Relay enforces rate limits to ensure fair usage and platform stability. This page explains how rate limiting works and how to handle rate limit errors.

Rate Limit Structure

Rate limits are applied per app and scoped to your organization. Different organizations have different limits based on their plan.
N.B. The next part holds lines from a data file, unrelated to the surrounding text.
Issue #577, opened 2020-12-01
Operands could not be broadcast together with shape


EmilyBourne:
**Describe the bug**
Pyccel only recognises identical shapes. (This error is also raised twice)

**To Reproduce**
Provide code to reproduce the behavior:
```python
import numpy as np

a = np.zeros(10)
b = np.empty(2)
b[:] = a[2:4]+a[4:6]
```

Provide the generated code, or the error message:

Standard Limits (Free/Starter Plan)

LimitValueNotes
Events per minute60Per app
Events per hour3,600Per app
Max concurrent events10Per app
Payload size64KBPer event

Scale Plan Limits

LimitValueNotes
Events per minute300Per app
Events per hour18,000Per app
Max concurrent events50Per app
Payload size64KBPer event

Enterprise Plan Limits

Contact sales for custom limits.

How Rate Limiting Works

Relay uses a token bucket algorithm:

  1. Your app starts with a budget of tokens
  2. Each event sent costs 1 token
  3. Tokens are refilled every minute at a fixed rate
  4. When you run out of tokens, new events are rejected

Example: 60 Events Per Minute

Start of minute 1:
Budget: 60 tokens
You send 30 events (30 remaining)

After 30 seconds:
Budget: 30 (no new tokens yet)
You send 20 events (10 remaining)

Start of minute 2:
Budget: 60 tokens (refilled)
You send 50 events (10 remaining)

Rate Limit Error Response

When you exceed your rate limit, you receive:

{
"type": "error",
"event_id": null,
"agent_id": "athena",
"error": "Rate limit exceeded: 60 events per minute (Starter plan)",
"code": "RATE_LIMITED"
}

The response includes:

  • code: Always "RATE_LIMITED"
  • error: Human-readable message with your limit
  • HTTP 429 status code

Handling Rate Limits

Option 1: Queue Internally

Buffer events and send them at a steady rate:

import asyncio
from collections import deque

class EventQueue:
def __init__(self, events_per_minute=60):
self.events_per_minute = events_per_minute
self.min_interval = 60 / events_per_minute # seconds per event
self.queue = deque()
self.last_sent_time = 0

async def enqueue(self, agent_id, thread_id, payload):
"""Add event to queue"""
self.queue.append((agent_id, thread_id, payload))
await self.process_queue()

async def process_queue(self):
"""Send queued events at rate limit"""
while self.queue:
agent_id, thread_id, payload = self.queue.popleft()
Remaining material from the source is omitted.